The inspector’s wrists rested on his bony knees. “With no ID, it’ll be a bitch trying to notify his wife.”
The corpse wore what appeared to be a gold wedding band on the third finger of his left hand. Bourne thought that interesting, but he wasn’t about to share his opinion, or anything else for that matter, with the inspector. He had to get a look at the inside of the ring.
“I’m going in,” Bourne said.
The inspector guffawed.
Bourne slipped off the ring. This ring was far older than the one he already had. He held it up to see more clearly. It was scratched and worn, thinned out over time. It took gold maybe a hundred years or more to get this thin. He tipped the ring. It was engraved on the inside. He could make out the Old Persian and Latin, yes. He peered more closely, rotating the ring between his fingers. There were only two words, Severus Domna. The third one, Dominion, was missing.
“Find anything?”
Bourne shook his head. “I thought maybe there’d be some sort of engraving-‘To Bertie, from Matilda,’ something of that sort.”
“Another dead end,” the inspector said sourly. “Christ on a crutch, my knees are killing me.” He stood up with a little groan.

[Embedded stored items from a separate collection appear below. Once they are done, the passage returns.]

PR #1746, opened 2023-06-12
feat(docs): capture comparison operators

amyshwang:


docs/reference/operators/comparison.md
```diff
@@ -0,0 +1,106 @@
...
+```
+
+## > (greater than) and < (less than)
+
+- `(value1) > (value2)` - returns true if `value1` is greater than `value2`.
+- `(value1) < (value2)` - returns true if `value1` is less than `value2`.
+
+### Arguments
+
+- `value1` is any numeric or `string` value.
```
puzpuzpuz: `char` values are also supported.

docs/reference/operators/comparison.md
```diff
@@ -0,0 +1,106 @@
...
+
+### Return value
+
+Return value type is boolean.
+
+### Examples
+
+```questdb-sql
+
+SELECT '5' = '5';
```
puzpuzpuz, line 32: nit: all examples currently use chars, not strings. By default, '5' literal is considered to be a char. You can make it a proper string with `'5'::string` or by using a multi-char literal like `'123'`.

amyshwang: I added these:
```
SELECT 'abc' > 'def';
-- Returns false

SELECT '123' < '456';
-- Returns true
```

bziobrowski (approved):
👍

PR #1756, opened 2023-06-20
feat: New enterprise page

insmac:
WIP


src/components/FeatureTable/styles.module.css
```diff
@@ -104,6 +103,77 @@ html[data-theme='light'] .root tbody tr:nth-child(2n+1) {
   cursor: default;
```
argshook, line 103: i would remove this, link should have a pointer cursor, not default.

src/components/FeatureTable/styles.module.css
```diff
@@ -104,6 +103,77 @@ html[data-theme='light'] .root tbody tr:nth-child(2n+1) {
...
+.rowWithDescriptions {
+  cursor: pointer;
+}
+
+.rowWithDescriptions:hover {
+  background-color: #2F313C;
+}
+
+html[data-theme="light"] .rowWithDescriptions:hover {
+  background-color: #dee0e8 !important;
```
argshook, line 144: maybe it's possible to avoid the `!important`s in this file?

src/modules/cloud/CompareFeatures/index.tsx
```diff
@@ -1,165 +1,264 @@
...
+    key: "cloud",
+  },
+]
+
+const coreFeaturesRows: Row[] = [
   {
     title: "High-throughput ingestion",
-    inOpenSource: "available",
-    inCloud: "available",
+    description: "",
```
argshook, line 21: `description` seems empty everywhere, maybe it's not needed?

src/components/FeatureTable/index.tsx
```diff
@@ -0,0 +1,119 @@
...
+            <th key={col.key}>{col.title}</th>
+          ))}
+        </tr>
+      </thead>
+
+      <tbody>
+        {rows.map((row, index) => (
+          <React.Fragment key={row.title}>
+            <tr
+              {...(withDescriptions === true &&
```
argshook, line 73:
```suggestion
              {...(withDescriptions &&
```

src/components/FeatureTable/styles.module.css
insmac: sure, that's most likely a bug, wrong value from an autocomplete. good catch

src/modules/cloud/CompareFeatures/index.tsx
insmac: good catch, indeed it is an optional prop, which has been introduced in a later commit. Will clean it up.

src/components/FeatureTable/index.tsx
insmac: That would be my initial approach as well, but this will yield a typescript error because of our tsconfig. We can change it though, if we want

src/components/FeatureTable/index.tsx
```diff
@@ -0,0 +1,119 @@
...
+                row.description && {
+                  onClick: () =>
+                    setActiveRow(activeRow === index ? null : index),
+                })}
+              className={clsx({
+                [style.rowWithDescriptions]:
+                  withDescriptions === true && row.description,
```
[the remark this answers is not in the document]
insmac: See comment above

src/components/FeatureTable/index.tsx
```diff
@@ -0,0 +1,119 @@
...
+                [style.activeRow]: activeRow === index,
+              })}
+            >
+              <td className={style.rowTitle}>
+                {withDescriptions === true && (
```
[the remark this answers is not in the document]
insmac: likewise

src/components/FeatureTable/index.tsx
argshook: ah, right, it's because `withDescriptions` is marked as optional on line [19](https://github.com/questdb/questdb.io/blob/ca129e05b0a4b7296c5641f62d7f83ebd0a8e5dd/src/components/FeatureTable/index.tsx#L19).

since it's optional, you could add a default value on line [54](https://github.com/questdb/questdb.io/blob/ca129e05b0a4b7296c5641f62d7f83ebd0a8e5dd/src/components/FeatureTable/index.tsx#L54): `  withDescriptions = false,
`

argshook (approved):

Now Bourne knew what Severus Domna must stand for: a group or a society. Whatever you wanted to call them, one thing was clear-they had gone to great lengths to keep themselves secret from the world at large. And now, for whatever reason, they had surfaced, risking their secretive status-all for the ring engraved with their name and the word Dominion.
OLIVER LISS, STRIDING down North Union Street in Alexandria’s Old Town, checked the time and, a moment later, stepped into one of those large chain drugstores that carried most everything. He went past the dental hygiene and foot care sections, picked out a cheap cell phone with thirty prepaid minutes, and took it up to the checkout counter where an Indian woman rang it up, along with a copy of The Washington Post. He paid cash.
Back out on the street, the paper tucked under one arm, he pulled apart the plastic blister pack and walked back beneath a dull and starless sky to where he’d parked his car. He got in and attached the phone to his portable charger, which would give it a full charge in less than five minutes. While he waited, he put his head back against the seat and closed his eyes. He hadn’t had much sleep last night or, for that matter, any night since he’d agreed to fund the resurrected Treadstone.